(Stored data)
PR #2235, opened 2025-06-21
Fixed Enum Case Sensitivity with non string values

altro3:
Fixed #2233

PR #2234, opened 2025-06-21
fix: fix kotlin-generator hideGenerationTimestamp produces invalid code

KDanisme:
Previous code doesn't compile with:

```
e: file:///tmp/test15651700443780886616/src/main/kotlin/org/openapitools/api/RequestBodyApi.kt:24:20 Assigning single elements to varargs in named form is forbidden
e: file:///tmp/test15651700443780886616/src/main/kotlin/org/openapitools/api/RequestBodyApi.kt:24:20 Type mismatch: inferred type is String but Array<out String> was expected
```

PR #2231, opened 2025-06-20
fix: fix kotlin client generator bytebuffer generics

KDanisme:
Fixes invalid java syntax in kotlin generator
`ByteBuffer<?>` -> `ByteBuffer<*>`

this is a leftover from the java generator

PR #2236, opened 2025-06-21
Add kotlin compilation testing for kotlin-client-generator

KDanisme:
So far I have found 3 Bugs using this method so I think it works quite well.

This PR Depends on:
#2231 
#2234 

I can comment out the non-working assertions for these tests if we don't want to wate for those PRs 

I have also commented out an assertion which should also be solved by #2235 

I have added these assertions for the client for now, Ill add them to the server if things go smoothly.
Java files also work with the compiler so I could add these tests to all the generators.

### DIFF
--- a/openapi-generator/src/test/java/io/micronaut/openapi/generator/AbstractMicronautCodegenTest.java
+++ b/openapi-generator/src/test/java/io/micronaut/openapi/generator/AbstractMicronautCodegenTest.java
@@ -1,13 +1,20 @@
 package io.micronaut.openapi.generator;
 
+import com.tschuchort.compiletesting.KotlinCompilation;
+import com.tschuchort.compiletesting.SourceFile;
+import org.apache.commons.io.FileUtils;
+
 import java.io.File;
 import java.io.IOException;
 import java.nio.file.Files;
 import java.nio.file.Path;
+import java.util.ArrayList;
 import java.util.Arrays;
+import java.util.List;
 import java.util.Map;
 import java.util.regex.Pattern;
 
+import static org.junit.jupiter.api.Assertions.assertEquals;
 import static org.junit.jupiter.api.Assertions.assertFalse;
 import static org.junit.jupiter.api.Assertions.assertNotNull;
 import static org.junit.jupiter.api.Assertions.assertTrue;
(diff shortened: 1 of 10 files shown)


openapi-generator/src/test/resources/3_0/extra-annotations.yml
```diff
@@ -37,7 +37,7 @@ components:
     Book:
       type: object
       x-class-extra-annotation:
-        - "@Serializable"
+        - "@io.micronaut.serde.annotation.Serdeable.Serializable"
```
altro3, line 40: why you chaged this line?

KDanisme: Because when you add an extra annotation, the generator doesn't import it by default, meaning the previous code did not compile. 
I also modified the tests themselfs because they were testing uncompialable code

altro3:
@KDanisme gj! I think, need to add this compilation test for all tests - java client, java server and kotlin server

altro3:
@KDanisme hm... need to fix tests

KDanisme:
> @KDanisme hm... need to fix tests

Sorry must have only ran the kotlin client tests, maybe I broke something... checking.

KDanisme:
> @KDanisme gj! I think, need to add this compilation test for all tests - java client, java server and kotlin server

do you want this in this PR?
a lot of new issues might pop up so i thought id merge this first so you can debug and verify them easily

altro3:
@KDanisme Hm.. let's change base branch to 6.17.x also. And recreate PR, please. I think, we can add it to 6.17.1 release, because this is just improvement for tests. After it I can merge it and you can add this compile tests for java client/server and kotlin server and if we found some problems - wec fix it in 6.17.1. Don't need to wait next major release 6.18.0

KDanisme:
I changed the base without recreating,  and reset rebased on top of 6.17 let me know if its fine

altro3 (approved):

altro3:
> I changed the base without recreating, and reset rebased on top of 6.17 let me know if its fine

Yes, everything is fine now. But I lost my write acces :-( Don't know what happened

openapi-generator/src/test/java/io/micronaut/openapi/generator/AbstractMicronautCodegenTest.java
```diff
@@ -1,13 +1,20 @@
...
 import java.io.IOException;
 import java.nio.file.Files;
 import java.nio.file.Path;
+import java.util.ArrayList;
 import java.util.Arrays;
+import java.util.List;
 import java.util.Map;
 import java.util.regex.Pattern;
 
+import static org.junit.Assert.assertEquals;
```
altro3: Wrong import, need to use junit jupiter

graemerocher (approved):

PR #2244, opened 2025-06-24
Java generator fixes

altro3:
This is continue for https://github.com/micronaut-projects/micronaut-openapi/pull/2236.

Now we trying to compile generated files in every test.
Found and fixed some java generator problems


altro3:
@KDanisme thanks! Very usefull improvement!

KDanisme:
> @KDanisme thanks! Very usefull improvement!

I created a branch yesterday to do this as well :]
One issue I noticed in the compiler tests, is that the Junit reports don't have the compiler errors in them, we might want to add a message in the compilation result assertion to view the actuall compilation error. just a thought.

altro3:
It doesn't matter anymore. It's enough that the test fails if uncompiled code is generated.

graemerocher (approved):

**How to complete this task**.
Return all entries exactly.

**Task output**.
PR #2235, opened 2025-06-21
Fixed Enum Case Sensitivity with non string values

altro3:
Fixed #2233

PR #2234, opened 2025-06-21
fix: fix kotlin-generator hideGenerationTimestamp produces invalid code

KDanisme:
Previous code doesn't compile with:

```
e: file:///tmp/test15651700443780886616/src/main/kotlin/org/openapitools/api/RequestBodyApi.kt:24:20 Assigning single elements to varargs in named form is forbidden
e: file:///tmp/test15651700443780886616/src/main/kotlin/org/openapitools/api/RequestBodyApi.kt:24:20 Type mismatch: inferred type is String but Array<out String> was expected
```

PR #2231, opened 2025-06-20
fix: fix kotlin client generator bytebuffer generics

KDanisme:
Fixes invalid java syntax in kotlin generator
`ByteBuffer<?>` -> `ByteBuffer<*>`

this is a leftover from the java generator

PR #2236, opened 2025-06-21
Add kotlin compilation testing for kotlin-client-generator

KDanisme:
So far I have found 3 Bugs using this method so I think it works quite well.

This PR Depends on:
#2231 
#2234 

I can comment out the non-working assertions for these tests if we don't want to wate for those PRs 

I have also commented out an assertion which should also be solved by #2235 

I have added these assertions for the client for now, Ill add them to the server if things go smoothly.
Java files also work with the compiler so I could add these tests to all the generators.

### DIFF
--- a/openapi-generator/src/test/java/io/micronaut/openapi/generator/AbstractMicronautCodegenTest.java
+++ b/openapi-generator/src/test/java/io/micronaut/openapi/generator/AbstractMicronautCodegenTest.java
@@ -1,13 +1,20 @@
 package io.micronaut.openapi.generator;
 
+import com.tschuchort.compiletesting.KotlinCompilation;
+import com.tschuchort.compiletesting.SourceFile;
+import org.apache.commons.io.FileUtils;
+
 import java.io.File;
 import java.io.IOException;
 import java.nio.file.Files;
 import java.nio.file.Path;
+import java.util.ArrayList;
 import java.util.Arrays;
+import java.util.List;
 import java.util.Map;
 import java.util.regex.Pattern;
 
+import static org.junit.jupiter.api.Assertions.assertEquals;
 import static org.junit.jupiter.api.Assertions.assertFalse;
 import static org.junit.jupiter.api.Assertions.assertNotNull;
 import static org.junit.jupiter.api.Assertions.assertTrue;
(diff shortened: 1 of 10 files shown)


openapi-generator/src/test/resources/3_0/extra-annotations.yml
```diff
@@ -37,7 +37,7 @@ components:
     Book:
       type: object
       x-class-extra-annotation:
-        - "@Serializable"
+        - "@io.micronaut.serde.annotation.Serdeable.Serializable"
```
altro3, line 40: why you chaged this line?

KDanisme: Because when you add an extra annotation, the generator doesn't import it by default, meaning the previous code did not compile. 
I also modified the tests themselfs because they were testing uncompialable code

altro3:
@KDanisme gj! I think, need to add this compilation test for all tests - java client, java server and kotlin server

altro3:
@KDanisme hm... need to fix tests

KDanisme:
> @KDanisme hm... need to fix tests

Sorry must have only ran the kotlin client tests, maybe I broke something... checking.

KDanisme:
> @KDanisme gj! I think, need to add this compilation test for all tests - java client, java server and kotlin server

do you want this in this PR?
a lot of new issues might pop up so i thought id merge this first so you can debug and verify them easily

altro3:
@KDanisme Hm.. let's change base branch to 6.17.x also. And recreate PR, please. I think, we can add it to 6.17.1 release, because this is just improvement for tests. After it I can merge it and you can add this compile tests for java client/server and kotlin server and if we found some problems - wec fix it in 6.17.1. Don't need to wait next major release 6.18.0

KDanisme:
I changed the base without recreating,  and reset rebased on top of 6.17 let me know if its fine

altro3 (approved):

altro3:
> I changed the base without recreating, and reset rebased on top of 6.17 let me know if its fine

Yes, everything is fine now. But I lost my write acces :-( Don't know what happened

openapi-generator/src/test/java/io/micronaut/openapi/generator/AbstractMicronautCodegenTest.java
```diff
@@ -1,13 +1,20 @@
...
 import java.io.IOException;
 import java.nio.file.Files;
 import java.nio.file.Path;
+import java.util.ArrayList;
 import java.util.Arrays;
+import java.util.List;
 import java.util.Map;
 import java.util.regex.Pattern;
 
+import static org.junit.Assert.assertEquals;
```
altro3: Wrong import, need to use junit jupiter

graemerocher (approved):

PR #2244, opened 2025-06-24
Java generator fixes

altro3:
This is continue for https://github.com/micronaut-projects/micronaut-openapi/pull/2236.

Now we trying to compile generated files in every test.
Found and fixed some java generator problems


altro3:
@KDanisme thanks! Very usefull improvement!

KDanisme:
> @KDanisme thanks! Very usefull improvement!

I created a branch yesterday to do this as well :]
One issue I noticed in the compiler tests, is that the Junit reports don't have the compiler errors in them, we might want to add a message in the compilation result assertion to view the actuall compilation error. just a thought.

altro3:
It doesn't matter anymore. It's enough that the test fails if uncompiled code is generated.

graemerocher (approved):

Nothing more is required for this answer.